• The problem: Each line of the records containing "default" is to be copied out and returned.
Dataset: Begin
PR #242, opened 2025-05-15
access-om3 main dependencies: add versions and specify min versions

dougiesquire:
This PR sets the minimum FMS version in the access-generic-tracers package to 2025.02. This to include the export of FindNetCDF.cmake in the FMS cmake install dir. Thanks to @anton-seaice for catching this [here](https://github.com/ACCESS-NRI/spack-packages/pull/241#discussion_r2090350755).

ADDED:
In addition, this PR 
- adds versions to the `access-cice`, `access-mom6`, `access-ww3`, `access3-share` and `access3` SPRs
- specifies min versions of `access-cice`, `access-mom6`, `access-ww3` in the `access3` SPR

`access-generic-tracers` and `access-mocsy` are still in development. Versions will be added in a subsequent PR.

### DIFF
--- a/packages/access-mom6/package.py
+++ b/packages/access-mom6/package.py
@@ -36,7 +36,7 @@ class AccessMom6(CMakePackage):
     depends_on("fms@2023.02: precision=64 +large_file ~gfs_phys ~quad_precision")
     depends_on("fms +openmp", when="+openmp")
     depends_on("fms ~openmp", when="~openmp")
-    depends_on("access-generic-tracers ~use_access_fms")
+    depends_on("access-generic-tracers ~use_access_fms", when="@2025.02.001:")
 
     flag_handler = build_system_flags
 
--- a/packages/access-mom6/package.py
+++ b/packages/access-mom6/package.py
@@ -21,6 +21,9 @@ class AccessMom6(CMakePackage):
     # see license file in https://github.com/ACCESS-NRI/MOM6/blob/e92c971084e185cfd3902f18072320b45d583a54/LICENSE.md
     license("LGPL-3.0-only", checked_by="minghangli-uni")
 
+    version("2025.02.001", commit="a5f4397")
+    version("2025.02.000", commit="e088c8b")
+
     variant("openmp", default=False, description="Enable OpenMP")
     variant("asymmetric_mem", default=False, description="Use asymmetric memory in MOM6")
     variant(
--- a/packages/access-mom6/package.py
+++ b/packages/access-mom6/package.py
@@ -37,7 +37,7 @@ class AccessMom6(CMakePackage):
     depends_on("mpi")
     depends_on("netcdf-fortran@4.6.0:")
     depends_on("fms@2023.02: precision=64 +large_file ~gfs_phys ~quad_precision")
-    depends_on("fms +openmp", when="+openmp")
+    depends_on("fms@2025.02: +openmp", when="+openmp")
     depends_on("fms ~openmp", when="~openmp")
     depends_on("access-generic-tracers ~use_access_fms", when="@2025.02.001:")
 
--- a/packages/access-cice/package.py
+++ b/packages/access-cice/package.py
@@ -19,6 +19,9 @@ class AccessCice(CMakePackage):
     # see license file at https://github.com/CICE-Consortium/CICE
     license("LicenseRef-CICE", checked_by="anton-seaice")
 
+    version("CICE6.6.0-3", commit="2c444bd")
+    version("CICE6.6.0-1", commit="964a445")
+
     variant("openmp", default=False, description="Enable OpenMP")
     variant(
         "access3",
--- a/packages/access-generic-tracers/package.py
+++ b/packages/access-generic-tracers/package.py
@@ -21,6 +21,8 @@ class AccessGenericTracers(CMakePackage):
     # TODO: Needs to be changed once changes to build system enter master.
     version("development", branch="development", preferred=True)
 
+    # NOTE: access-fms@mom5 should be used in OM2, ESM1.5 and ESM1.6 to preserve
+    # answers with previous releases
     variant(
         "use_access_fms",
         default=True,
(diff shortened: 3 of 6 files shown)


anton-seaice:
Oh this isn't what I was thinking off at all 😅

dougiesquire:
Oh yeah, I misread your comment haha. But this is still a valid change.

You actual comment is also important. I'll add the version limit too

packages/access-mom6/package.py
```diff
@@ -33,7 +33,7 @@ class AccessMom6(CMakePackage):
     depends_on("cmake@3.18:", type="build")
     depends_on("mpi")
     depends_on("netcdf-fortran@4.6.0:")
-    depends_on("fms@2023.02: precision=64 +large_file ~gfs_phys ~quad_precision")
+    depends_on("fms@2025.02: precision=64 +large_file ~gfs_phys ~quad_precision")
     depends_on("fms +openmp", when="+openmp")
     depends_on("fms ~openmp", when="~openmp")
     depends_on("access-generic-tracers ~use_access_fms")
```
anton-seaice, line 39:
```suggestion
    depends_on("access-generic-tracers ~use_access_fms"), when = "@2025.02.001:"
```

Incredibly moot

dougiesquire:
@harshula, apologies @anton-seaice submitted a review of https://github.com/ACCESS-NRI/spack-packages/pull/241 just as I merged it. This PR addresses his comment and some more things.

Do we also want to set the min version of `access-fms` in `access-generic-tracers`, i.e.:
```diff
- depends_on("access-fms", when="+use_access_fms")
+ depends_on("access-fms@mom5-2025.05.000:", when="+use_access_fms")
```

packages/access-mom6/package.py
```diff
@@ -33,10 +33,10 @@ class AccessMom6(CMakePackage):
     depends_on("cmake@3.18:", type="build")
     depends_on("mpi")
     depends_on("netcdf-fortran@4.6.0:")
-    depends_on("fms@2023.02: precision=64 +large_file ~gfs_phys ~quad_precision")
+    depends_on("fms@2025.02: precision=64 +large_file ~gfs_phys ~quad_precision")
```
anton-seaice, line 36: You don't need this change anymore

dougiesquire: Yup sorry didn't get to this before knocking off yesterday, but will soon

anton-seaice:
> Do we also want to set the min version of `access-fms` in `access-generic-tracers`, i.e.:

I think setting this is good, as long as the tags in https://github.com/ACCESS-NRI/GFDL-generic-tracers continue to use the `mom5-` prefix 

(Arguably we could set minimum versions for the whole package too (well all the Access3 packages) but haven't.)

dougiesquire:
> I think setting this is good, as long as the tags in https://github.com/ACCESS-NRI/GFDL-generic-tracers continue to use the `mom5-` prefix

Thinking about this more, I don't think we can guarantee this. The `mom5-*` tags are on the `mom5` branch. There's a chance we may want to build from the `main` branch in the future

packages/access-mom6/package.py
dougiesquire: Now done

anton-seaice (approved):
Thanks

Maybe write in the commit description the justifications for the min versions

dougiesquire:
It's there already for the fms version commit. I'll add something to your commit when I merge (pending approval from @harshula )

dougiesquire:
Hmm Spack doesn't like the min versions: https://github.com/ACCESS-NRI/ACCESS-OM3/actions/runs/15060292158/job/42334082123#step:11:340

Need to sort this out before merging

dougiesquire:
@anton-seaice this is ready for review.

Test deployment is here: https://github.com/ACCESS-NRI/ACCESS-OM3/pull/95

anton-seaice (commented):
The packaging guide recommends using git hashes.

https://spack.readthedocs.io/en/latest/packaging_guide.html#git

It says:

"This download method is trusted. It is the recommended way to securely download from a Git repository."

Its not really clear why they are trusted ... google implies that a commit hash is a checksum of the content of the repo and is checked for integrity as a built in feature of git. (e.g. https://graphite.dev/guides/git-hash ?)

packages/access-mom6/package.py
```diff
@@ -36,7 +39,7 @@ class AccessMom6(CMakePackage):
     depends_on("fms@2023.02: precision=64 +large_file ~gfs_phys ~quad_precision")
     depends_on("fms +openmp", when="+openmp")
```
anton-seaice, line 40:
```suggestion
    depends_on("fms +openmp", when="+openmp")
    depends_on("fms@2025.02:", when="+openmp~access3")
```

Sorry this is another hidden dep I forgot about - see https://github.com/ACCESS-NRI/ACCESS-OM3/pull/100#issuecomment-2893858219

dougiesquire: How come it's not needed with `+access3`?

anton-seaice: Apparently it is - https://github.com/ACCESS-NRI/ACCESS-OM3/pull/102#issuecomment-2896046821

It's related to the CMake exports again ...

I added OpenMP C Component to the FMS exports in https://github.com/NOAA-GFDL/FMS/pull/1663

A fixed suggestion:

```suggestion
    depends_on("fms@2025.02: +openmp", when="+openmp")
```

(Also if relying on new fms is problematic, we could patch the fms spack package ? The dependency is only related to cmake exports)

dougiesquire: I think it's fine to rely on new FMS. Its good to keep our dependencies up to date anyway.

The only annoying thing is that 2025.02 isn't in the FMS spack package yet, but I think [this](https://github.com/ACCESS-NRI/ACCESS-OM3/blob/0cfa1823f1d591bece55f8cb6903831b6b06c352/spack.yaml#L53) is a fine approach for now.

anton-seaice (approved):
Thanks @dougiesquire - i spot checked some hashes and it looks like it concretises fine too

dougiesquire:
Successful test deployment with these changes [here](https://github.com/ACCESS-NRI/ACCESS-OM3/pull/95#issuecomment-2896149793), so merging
Dataset: End
• Answer:
     variant("openmp", default=False, description="Enable OpenMP")
     variant("asymmetric_mem", default=False, description="Use asymmetric memory in MOM6")
     variant("openmp", default=False, description="Enable OpenMP")
         default=True,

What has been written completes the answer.